Now, mainstream economics treats capital as a homogenous glob. For instance, both micro- and macroeconomists typically assume Output (Q) is a mathematical function of several factor inputs, e.g. Labor (L) and Capital (K) or

Q = f(L,K).

In this function, not only is output homogenous (whether we’re talking about ball-bearings produced by one firm or all the goods produced by all firms in an economy) but so are all labor inputs and all capital inputs used to produce them. In particular, any capital good can substitute perfectly for any other capital good in a firm or across all firms. A hammer can perfectly replace, say, a helicopter or even a harbor.

On the other hand, capital heterogeneity implies several things.

First, according to Mises, heterogeneity means that, “All capital goods have a more or less specific character.” A capital good can’t be used for just any purpose:  A hammer generally can’t be used as a harbor. Second, to make a capital good productive a person needs to combine it with other capital goods in ways that are complementary within her plan: Hammers and harbors could be used together to help repair a boat. And third, heterogeneity means that capital goods have no common unit of measurement, which poses a problem if you want to add up how much capital you have:  One tractor plus two computers plus three nails doesn’t give you “six units” of capital.
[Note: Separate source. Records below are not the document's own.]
PR #12940, opened 2023-12-07
feat(rust!): Implement `dtype` parameter for `int_range` on Rust side

### LINKED ISSUE #10867: Strange behavior around int_range with Uint32
### Checks

### Reproducible example

```python
>>> pl.select(pl.int_range(pl.lit(3).cast(pl.UInt32), -1, -1))
  File "/Users/orlp/.localpython/lib/python3.11/site-packages/polars/dataframe/frame.py", line 7663, in select
    return self.lazy().select(*exprs, **named_exprs).collect(no_optimization=True)
           ^^^^^^^^^^^^^^^^^^^^^^^^^^^^^^^^^^^^^^^^^^^^^^^^^^^^^^^^^^^^^^^^^^^^^^^
  File "/Users/orlp/.localpython/lib/python3.11/site-packages/polars/utils/deprecation.py", line 95, in wrapper
           ^^^^^^^^^^^^^^^^^^^^^^^^^
  File "/Users/orlp/.localpython/lib/python3.11/site-packages/polars/lazyframe/frame.py", line 1695, in collect
    return wrap_df(ldf.collect())
                   ^^^^^^^^^^^^^
exceptions.NoDataError: no data in `end` evaluation
```

### Issue description

The above produces a mysterious error, but only for `pl.Uint32`.

### Expected behavior

The same behavior as when the cast is to any other type, e.g. `Uint64`:

```python
>>> pl.select(pl.int_range(pl.lit(3).cast(pl.UInt8), -1, -1))
shape: (5, 1)
┌─────┐
│ int │
│ --- │
│ i64 │
╞═════╡
│ 3   │
│ 2   │
│ 1   │
│ 0   │
│ -1  │
└─────┘
```

Well, except that this still has the incorrect lower bound as noted in https://github.com/pola-rs/polars/issues/10865.

### Installed versions

0.19.1

stinodego:
Closes #10867

#### Changes

* Implement `dtype` for `int_range` on the Rust side, rather than casting after the fact. This should be a minor performance boost for Python users who set the `dtype` to something other than `Int64`.
* Fix some edge case where creating a `UInt32` series failed.

### DIFF
--- a/crates/polars-plan/src/dsl/function_expr/range/int_range.rs
+++ b/crates/polars-plan/src/dsl/function_expr/range/int_range.rs
@@ -9,6 +9,7 @@ pub(super) fn int_range(s: &[Series], step: i64, dtype: DataType) -> PolarsResul
     let mut end = &s[1];
 
     ensure_range_bounds_contain_exactly_one_value(start, end)?;
+    polars_ensure!(dtype.is_integer(), ComputeError: "non-integer `dtype` passed to `int_range`: {:?}", dtype);
 
     let (start_storage, end_storage);
     if *start.dtype() != dtype {
--- a/py-polars/tests/unit/functions/range/test_int_range.py
+++ b/py-polars/tests/unit/functions/range/test_int_range.py
@@ -178,3 +178,10 @@ def test_int_range_null_input() -> None:
 def test_int_range_invalid_conversion() -> None:
     with pytest.raises(pl.ComputeError, match="conversion from `i32` to `u32` failed"):
         pl.select(pl.int_range(3, -1, -1, dtype=pl.UInt32))
+
+
+def test_int_range_non_integer_dtype() -> None:
+    with pytest.raises(
+        pl.ComputeError, match="non-integer `dtype` passed to `int_range`: Float64"
+    ):
+        pl.select(pl.int_range(3, -1, -1, dtype=pl.Float64))  # type: ignore[arg-type]


crates/polars-plan/src/dsl/function_expr/range/int_range.rs
```diff
@@ -1,29 +1,62 @@
...
+    with_match_physical_integer_polars_type!(dtype, |$T| {
+        let start_ca: &ChunkedArray<$T> = start.as_any().downcast_ref().unwrap();
+        let end_ca: &ChunkedArray<$T> = end.as_any().downcast_ref().unwrap();
+        let start_v = start_ca.get(0).unwrap();
+        let end_v = end_ca.get(0).unwrap();
+        int_range_impl::<$T>(start_v, end_v, step)
+    })
+}
+
+fn int_range_impl<T>(start: T::Native, end: T::Native, step: i64) -> PolarsResult<Series>
```
stinodego, line 32: This function stayed exactly the same, but I moved it from further down in the file.

crates/polars-plan/src/dsl/function_expr/range/int_range.rs
```diff
@@ -1,29 +1,70 @@
...
+        int_range_impl::<$T>(start_v, end_v, step)
+    })
+}
+
+fn get_first_series_value<T>(s: &Series) -> PolarsResult<T::Native>
+where
+    T: PolarsIntegerType,
+{
+    let ca: &ChunkedArray<T> = s.as_any().downcast_ref().unwrap();
+    let value_opt = unsafe { ca.get_unchecked(0) };
```
ritchie46, line 35: Getting a single value is not worth using `unsafe`. We also didn't seem to have catched the empty case, so this would segfault if I am not mistaken.

crates/polars-plan/src/dsl/function_expr/range/int_range.rs
ritchie46: Nicely abstracted. :+1:

crates/polars-plan/src/dsl/function_expr/range/int_range.rs
```diff
@@ -1,29 +1,70 @@
...
+    let (start_storage, end_storage);
+    if *start.dtype() != dtype {
+        start_storage = start.strict_cast(&dtype)?;
+        start = &start_storage;
     }
+    if *end.dtype() != dtype {
+        end_storage = end.strict_cast(&dtype)?;
+        end = &end_storage;
+    }
+
```
ritchie46, line 22: Maybe raise an informative error if `dtype` is not numeric before we go in the macro.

Isn’t “money capital” homogeneous? The monetary equivalent of one’s stock of capital, say $50,000, may be useful for accounting purposes, but that sum isn’t itself a combination of capital goods in a production process. If you want to buy $50,000 worth of capital you don’t go to the store and order “Six units of capital please!” Instead, you buy specific units of capital according to your business plan.

At first blush it might seem that labor is also heterogeneous. After all, you can’t substitute a chemical engineer for a pediatrician, can you? But in economics we differentiate between pure “labor” from the specific skills and know-how a person possesses. Take those away—what we call “human capital”—and then indeed one unit of labor could substitute for any other. The same goes for other inputs such as land. What prevents an input from substituting for another, other than distance in time and space, is precisely its capital character.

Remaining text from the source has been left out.